Maddie kept her head down, working with Becky and Douglas on going back over everything.

They remapped the cave photo and pinned it with the others but just as before it gave them nothing new, no new leads. Maddie sat there staring at it for a while, seeing herself, seeing her lying there and feeling like someone or something was screaming in her head. Suddenly she got up, walked over to the board and flipped it so that there was only the white back and re-pinned it back with all the notes. Neither Douglas nor Becky said anything, if anything they acted like it had always been like that, always hidden and she was grateful that they weren’t probing, weren’t asking her what the significance was.

“There’s got to be something.” Becky muttered after hours of flitting through her notes.
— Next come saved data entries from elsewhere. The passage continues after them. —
PR #213, opened 2016-05-17
Add partitioning support for os installation

anhou:
temporarily only support CentOS, CentOS is a starting point, other Linux OS will be added
more description, please see docs PR: https://github.com/RackHD/docs/pull/278
related PR: https://github.com/RackHD/on-tasks/pull/285

also address ODR-654 https://hwjiraprd01.corp.emc.com/browse/ODR-654

@RackHD/corecommitters @RackHD/rackhd_dev

### DIFF
--- a/lib/jobs/install-os.js
+++ b/lib/jobs/install-os.js
@@ -171,6 +171,36 @@ function installOsJobFactory(
                 }
             });
         }
+
+        if (this.options.installPartitions) {
+            _.forEach(this.options.installPartitions, function(partition) {
+                if(partition.mountPoint){
+                    assert.string(partition.mountPoint, "mountPoint must be a string");
+                } else {
+                    throw new Error('mountPoint is required');
+                }
+
+                if(partition.size){
+                    assert.string(partition.size, "size must be a string");
+                    if(isNaN(+partition.size) && partition.size !== "auto") {
+                        throw new Error('size must be a number string or "auto"');
+                    }
+                } else {
+                    throw new Error('size is required');
+                }
+
+                if (partition.fsType) {
+                    assert.string(partition.fsType, "fsType must be a string");
+                    if(partition.mountPoint === 'swap') {
+                        if(partition.fsType !== 'swap') {
+                            logger.warning("fsType should be 'swap' if mountPoint is 'swap'");
+                            // if fsType is not swap, correct it.
+                            partition.fsType = 'swap';
+                        }
+                    }
+                }
+            });
+        }
     };
 
     InstallOsJob.prototype._provideUserCredentials = function() {
--- a/spec/lib/jobs/install-os-job-spec.js
+++ b/spec/lib/jobs/install-os-job-spec.js
@@ -486,5 +486,48 @@ describe('Install OS Job', function () {
             expect(function() { job._validateOptions(); })
                 .to.throw(Error, 'Invalid ipv6 netmask.');
         });
+
+        it('should throw error when mountPoint is not specified', function() {
+            job.options.installPartitions = [{ size:'500', fsType:'ext3' }];
+            return expect(job._validateOptions.bind(job,{}))
+                   .to.throw('mountPoint is required');
+        });
+
+        it('should throw error when mountPoint is not a string', function() {
+            job.options.installPartitions = [{ mountPoint:{}, size:'500', fsType:'ext3' }];
+            return expect(job._validateOptions.bind(job,{}))
+                   .to.throw('mountPoint must be a string');
+        });
+
+        it('should throw error when size is not specified', function() {
+            job.options.installPartitions = [{ mountPoint:'/boot', fsType:'ext3' }];
+            return expect(job._validateOptions.bind(job,{}))
+                   .to.throw('size is required');
+        });
+
+        it('should throw error when size is not a string', function() {
+            job.options.installPartitions = [{ mountPoint:'/boot', size:{}, fsType:'ext3' }];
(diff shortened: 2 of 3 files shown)


lib/jobs/install-os.js
```diff
@@ -96,6 +96,23 @@ function installOsJobFactory(
                 }
             });
         }
+
+        if (this.options.installPartitions) {
+            _.forEach(this.options.installPartitions, function(partition) {
+                assert.string(partition.mountPoint);
+                assert.string(partition.size);
```
yyscamper: As I commented in the doc PR (https://github.com/RackHD/docs/pull/278), the `size` should be better to be a number.

spec/lib/jobs/install-os-job-spec.js
```diff
@@ -152,6 +152,38 @@ describe('Install OS Job', function () {
         );
     });
 
+    describe('test _validateOptions', function() {
```
yyscamper: Lack some negative test cases:
- it should throw AssertionError if `mountPoint` is not specified or not in correct type.
- it should throw AssertionError if `size` is not in correct type.
- it should throw AssertionError if `fsType` is not in correct type.

lib/jobs/install-os.js
anhou: size is not only a number, it also could be a 'auto' string.

yyscamper: I mean if the `size` is omitted, then you can default to auto mechanism, normally it is a number.

Of course, it is OK to explicitly support a "auto" string, but I think at least the `number` type should be support, because it is more straightforward.

spec/lib/jobs/install-os-job-spec.js
anhou: It seems that It also have more previous unittest debts in this function. anyway, let me add them all

lib/jobs/install-os.js
anhou: in my opinion. I don't think so. I don't want to let users or the document have more understanding for when  'size' is omitted. it's not straightforward.  I also don't think we provide both string/number at the same time. we have to understand more about the input.  it's not straightforward for quickly understanding.  either number or string, choose one. actually, I still have concerns about why provide more choices for 'installDisk' for this default sequences. I have to read more than 3 times to understand what it's happening.

lib/jobs/install-os.js
```diff
@@ -129,6 +129,23 @@ function installOsJobFactory(
                 }
             });
         }
+
+        if (this.options.installPartitions) {
+            _.forEach(this.options.installPartitions, function(partition) {
+                assert.string(partition.mountPoint, "mountPoint must be a string");
+                assert.string(partition.size, "size must be a string");
```
yyscamper: Seem need an extra assertion if `size` is not "auto", then it should be a number string.

spec/lib/jobs/install-os-job-spec.js
```diff
@@ -379,5 +379,28 @@ describe('Install OS Job', function () {
...
         });
         
+        it('should throw error when mountPoint is not a string', function() {
+            job.options.installPartitions = [{ mountPoint:{}, size:'500', fsType:'ext3' }];
+            return expect(job._validateOptions.bind(job,{}))
+                   .to.throw('mountPoint must be a string');
+        });
+
+        it('should throw error when size is not a string', function() {
+            job.options.installPartitions = [{ mountPoint:'/boot', size:{}, fsType:'ext3' }];
```
yyscamper: I would expect to test more invalid types, not just `{}` as user may input any kind of types. So we need array:
```javascript
[{}, 'foo', [1], null, undefined, NaN, 123].forEach(function(value) {
    job.options.installPartitions = [{ mountPoint:'/boot', size: value, fsType:'ext3' }];
    return expect(job._validateOptions.bind(job,{})).to.throw('size must be a string');
});
```
The same for other test cases.

anhou: @yyscamper  IMHO. I don't think so. this way is not increasing either line coverage or branch coverage. actually, the input such as  null, NAN, etc. is not testing our codes. it's testing assert-plus's 'assert.string()'. although it looks like it tests all kinds of cases. it's missing focus test for our codes. and it's not unit test's intention.

yyscamper: As my understanding, unit-test is to test a portion of code has expected behavior for every (as many as) possible input. The test coverage is just a kind of measurement, not the target. Even 100% coverage doesn't mean the unit-test is good enough to have taken every possible input into account.

Meanwhile, unit-test is to test the behavior on input, so it should not care the implementation detail. So in your case,  unit-test doesn't care you use `assert.string` or another assertion library or even you design the assertion by yourself. Unit-test just cares if I pass a non-string value, the validation should throw an error. Though we cannot list all non-string input, but at least we can test those common cases. If the `size` is from a calculation, maybe it ends up with `NaN`; if the `size` is unpurposely omitted, it is `undefined`;...

Anyway, this comment is not gating for me, just a recommendation to take as many as possible input into account .

anhou: Sorry, I disagree here. I think one of the key point for unittest case is  'unit'. and more for what' goot unit test case, what' bad unit test case, one reference is cycle complexity.

yyscamper:
:+1: with a nice-to-have comment.

anhou:
Updated with comments

iceiilin:
+1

Maddie sighed. It was infuriating, to think they’d got so much intel, so much data but it all led to nothing. She sat back in her chair screwing her face up.

“I’m getting a coffee.” Maddie muttered getting up and heading to the kitchen before coming back with an extra strong cup for all three of them.

“Thanks.” Becky said taking hers.

“Here’s a question, who cracked my code?” Maddie asked after taking a long sip of coffee and burning the roof of her mouth.

“On the video?” Becky said looking up.

“Yeah.” Maddie replied.

“Me. I remembered the weird hand thing you did so we figured the number bit out relatively quickly but then it took us a while to work out what it all actually meant.” Becky said.

“How’d you figure it?”

Becky shrugged. “I’m not sure exactly. It started with just number association. We thought it might be a bank account number but that made no sense. Then I just got thinking about serial numbers, and something made me check the referencing system that Homewell used for their cases and then it all came together.”

“I would have made the clue easier but I had to think on my feet. I only saw a partial name of the train station. The ‘Mark’ bit was all I saw and then the sign itself, the paintwork that told me it was a train station.” Maddie explained.

“It was pretty cool as a puzzle to be honest. Just had to really scratch my head to solve it.” Becky said.

“Sorry.”

“Don’t be. I’m just pleased we figured it out in time. We’d have never have guessed that’s where they were keeping you. It’s pretty ingenious really, because who would think to look at a disused station?”

Maddie gave her a wry smile. “I worked that case right when I started at Homewell. I was the most junior agent on it. It was a horrible one but it taught me a lot.”

“Did the guy really keep her in that tunnel?”

“Yeah. Our team found the remains. We were doing a search of the area around it and someone pulled an old map which showed where the train line used to be. Her parents were heartbroken but at least they got her back, she’d been missing for almost five years by the time we found her.”

“That’s awful.”

“Yeah but we got enough evidence to prove Harkings did it. The Police took over and he’s rotting away now which is at least something.”

“Justice done then huh?” Becky muttered.

“Something like that.” Maddie replied taking another sip of her coffee.